The last remaining brother is Hector Beltran-Leyva. He was arrested at a restaurant in San Miguel Allende in 2014. Although he has many cases opened against him in Mexico (29 according to some reports), a court favorably ruled on a U.S. request for his extradition in August, 2016. He is charged in the District of Colombia (separately from his brother) and the Eastern District of New York. The Ministry of Foreign Affairs (SRE) approved the extradition on September 26, 2016. Not surprisingly, Hector appealed.

Yesterday, an appeals court in Mexico granted Hector protection against the extradition order and sent the case back to the trial court. Why? [More...]

Keeping in mind I don't speak Spanish and am using Google Translate, it seems a digital photograph that was attached to the extradition request was not an original photograph, and two experts disagreed as to whether it was Hector Beltran-Leyva. Under Mexican law, Article 236 of the Federal Code of Criminal Procedure, the trial judge was required to conduct a hearing with both experts, and if they could not agree, appoint a third expert. The trial court had determined it wasn't necessary for an extradition matter. The Appeals court says he's wrong.
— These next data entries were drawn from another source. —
PR #23903, opened 2022-01-21
net-im/telegram-desktop-bin: bump version to 3.4.8

henning-schild:


ionenwks (approved):
Got QA notice due to its .desktop file changes, however had a look at it and it's due to desktop-file-utils not knowing about xdg spec 1.5 yet (including its addition of SingleMainWindow key)

So I'll add a QA_DESKTOP_FILE to skip that noise, should be removable in the future.

Was:
```
 * QA Notice: This package installs one or more .desktop files that do not
 * pass validation.
 * 
 * 	/usr/share/applications/telegramdesktop.desktop: error: file contains key "SingleMainWindow" in group "Desktop Entry", but keys extending the format should start with "X-"
 * 	/usr/share/applications/telegramdesktop.desktop: error: value "1.5" for key "Version" in group "Desktop Entry" is not a known version
 * 
```

PR #23908, opened 2022-01-22
sys-fs/cryptsetup: support for using detached LUKS headers

shaohme:
I thought it would be a nice feature to support detached LUKS headers when running OpenRC.

### DIFF
--- a/sys-fs/cryptsetup/cryptsetup-2.3.6-r3.ebuild
+++ b/sys-fs/cryptsetup/cryptsetup-2.3.6-r3.ebuild
@@ -1,0 +1,127 @@
+# Copyright 1999-2022 Gentoo Authors
+# Distributed under the terms of the GNU General Public License v2
+
+EAPI=7
+
+inherit autotools linux-info tmpfiles
+
+DESCRIPTION="Tool to setup encrypted devices with dm-crypt"
+HOMEPAGE="https://gitlab.com/cryptsetup/cryptsetup/blob/master/README.md"
+SRC_URI="https://www.kernel.org/pub/linux/utils/${PN}/v$(ver_cut 1-2)/${P/_/-}.tar.xz"
+
+LICENSE="GPL-2+"
+SLOT="0/12" # libcryptsetup.so version
+[[ ${PV} != *_rc* ]] && \
+KEYWORDS="~alpha amd64 arm arm64 hppa ~ia64 ~mips ppc ppc64 ~riscv ~s390 sparc x86"
+CRYPTO_BACKENDS="gcrypt kernel nettle +openssl"
+# we don't support nss since it doesn't allow cryptsetup to be built statically
+# and it's missing ripemd160 support so it can't provide full backward compatibility
+IUSE="${CRYPTO_BACKENDS} +argon2 nls pwquality reencrypt static static-libs +udev urandom"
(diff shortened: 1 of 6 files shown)


sys-fs/cryptsetup/files/1.6.7-dmcrypt.confd
```diff
@@ -44,6 +44,7 @@ dmcrypt_retries=5
 #                                    for blkid (see -t option).  This is safer than using
 #                                    the full path to the device.
 # key='</path/to/keyfile>[:<mode>]'  == Fullpath from / or from inside removable media.
+# use_header='</path/to/header>'     == Full path to detached LUKS header file instead of .
```
floppym, line 47: I think this should just be called `header` to match the cryptsetup option name and the setting from crypttab.

floppym (changes requested):

sys-fs/cryptsetup/files/1.6.7-dmcrypt.confd
shaohme: I thought about that too, but named it such avoiding collide with the existing ${header} variable in the script.
If we are sure it won't collide I'll happily rename it.

floppym: Ah, I did not realize that we were already using that variable name.

I would probably rename the existing `header` variable since it is used internally and not exposed to users.

It looks like the existing `header` variable is used to control some `einfo` and `ebegin` statements. Maybe change the variable name to `print_header`.

shaohme: renamed 'header' to 'print_header'

floppym (approved):

floppym (changes requested):
A few things before I can merge this:
- Do not modify 1.6.7-dmcrypt.confd and 1.6.7-dmcrypt.rc. These are old versions that should not receive feature enhancements.
- Do not modify 2.4.0-dmcrypt.confd and 2.4.0-dmcrypt.rc. Instead, copy them to a new version and apply your changes.
- Revbump the latest cryptsetup ebuild and update the src_install function to install the new confd and rc files.
- Squash all changes into 1 commit.
- Ensure your commit message compiles with [GLEP 66](https://www.gentoo.org/glep/glep-0066.html#commit-messages).

shaohme:
> A few things before I can merge this:
> 
>     * Do not modify 1.6.7-dmcrypt.confd and 1.6.7-dmcrypt.rc. These are old versions that should not receive feature enhancements.
> 
>     * Do not modify 2.4.0-dmcrypt.confd and 2.4.0-dmcrypt.rc. Instead, copy them to a new version and apply your changes.
> 
>     * Revbump the latest cryptsetup ebuild and update the src_install function to install the new confd and rc files.
> 
>     * Squash all changes into 1 commit.
> 
>     * Ensure your commit message compiles with [GLEP 66](https://www.gentoo.org/glep/glep-0066.html#commit-messages).

Should be done now.

floppym:
We will stabilize 2.4.3 in [bug 831982](https://bugs.gentoo.org/831982).

We can stabilize 2.4.3-r1 once the init script changes have been in ~arch for a bit. If there are any regressions, hopefully people will report them.

PR #23909, opened 2022-01-22
dev-util/astyle: keyword -3.1-r2 for ~riscv

JerSjjj:


tamiko:
@JerSjjj Would you mind opening a keywording bug on bugs.gentoo.org? We will have to ask the risc arch team to do the actual keywording.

Here's what I think is the interesting part: The Mexican prosecutors convinced the trial court the person in the photocopy of the photograph allegedly of Hector matched his digital arrest photo by a comparison technique known as an "anthropometric measurement system" which was used in the late 19th and early 20th century. The appeals court called the system obsolete. It is right.

Here's the google translated paragraph from yesterday's order:

In this particular case, such divergence is essentially due to the fact that, for a specialist, there are not sufficient practical or scientific technical elements to carry out any kind of identification, since the digital photographs annexed to the formal request for extradition are not original, and An anthropometric record contained in the records is obsolete for these purposes, among other things. "
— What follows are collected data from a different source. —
PR #23911, opened 2022-01-22
distutils-r1 pep517: don't install licenses and prefix fixes

mgorny:
CC @gentoo/python @ionenwks

### DIFF
--- a/eclass/distutils-r1.eclass
+++ b/eclass/distutils-r1.eclass
@@ -973,8 +973,8 @@ distutils-r1_python_compile() {
 
 		# TODO: workaround for a bug in installer; remove once we depend
 		# on a properly fixed version
-		if [[ -d ${root}/usr/bin ]]; then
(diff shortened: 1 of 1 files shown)


SoapGentoo (approved):

arthurzam (approved):

eclass/distutils-r1.eclass
```diff
@@ -973,22 +973,27 @@ distutils-r1_python_compile() {
 
 		# TODO: workaround for a bug in installer; remove once we depend
 		# on a properly fixed version
```
thesamesam, line 975: While here, please add a bug reference to this so we know when to remove it in future.

thesamesam (approved):

eclass/distutils-r1.eclass
mgorny: Done.

ionenwks (approved):

PR #23913, opened 2022-01-22
eclass/vala.eclass: Support EAPI 8

parona-source:
Support EAPI 8 by dropping unnecessary inherit of eutils.eclass, the `in_iuse` function used from eutils.eclass is included in supported EAPIs already. See table [12.21](https://projects.gentoo.org/pms/8/pms.html#x1-132003r21) from PMS for EAPI 8.


parona-source:
Closing due to changes being merged which make this redundant.

PR #23915, opened 2022-01-22
dev-python/jupyter_server: enable doc generation

arthurzam:


dev-python/black/black-21.12_beta0-r1.ebuild
```diff
@@ -0,0 +1,67 @@
+# Copyright 2020-2022 Gentoo Authors
```
mgorny, line 1: Plz do PEP517 here while you're revbumping it.

dev-python/sphinxemoji/sphinxemoji-0.2.0.ebuild
```diff
@@ -0,0 +1,18 @@
+# Copyright 2022 Gentoo Authors
+# Distributed under the terms of the GNU General Public License v2
+
+EAPI=8
+
+PYTHON_COMPAT=( python3_{8..10} )
```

Here's a bulletin by J Edger Hoover explaining the system has been obsolete since 1933, based on a 1903 case.

What were prosecutors thinking? Here's an article from 2014 explaining.

The Attorney General's Office (PGR) concluded the genetic and physiognomic surveys that show that the person arrested yesterday in the state of Guanajuato corresponds to Hector Beltran Leyva H , leader of the Beltrán Leyva criminal organization.

He determined that there is morphological, dimensional, chromatic correspondence and of particular signs among the analyzed photographs.

The ministerial institution indicated that the "study is based on the anthropometric system of the human face, analytical, comparative and deductive methods as well as measurement indices, which as a whole have the purpose of recognizing the similarity of people through the Physiognomic features through morphological specifications according to size and location on the human face, chromatic comprising the color of the skin, eyes, hair and complementary specifications or particular signs.

Here is how they measured the first photo (which is a color photocopy of a photo, not even a digital photo.) Here's how they measured the second photo which appears to be a digital photo.

According to the last linked article, the prosecutor also claimed to have DNA evidence showing Hector is Hector, by a comparison of his DNA with his brothers. So I'm not sure what the problem is, unless it is that the U.S. merely submitted a color xeroxed photo of Hector in its extradition request and relied on a few cooperators to identify the person depicted as Hector. If so, he's right to raise the argument in Mexico, because his brother Alfredo made the same argument in his case in D.C. and was promptly shot down.

The Mexican appeals court sent the case back to the trial court to get a third expert. Assuming it can find one who agrees with the prosecution, a new extradition order can be entered. In the meantime, Hector will remain in prison.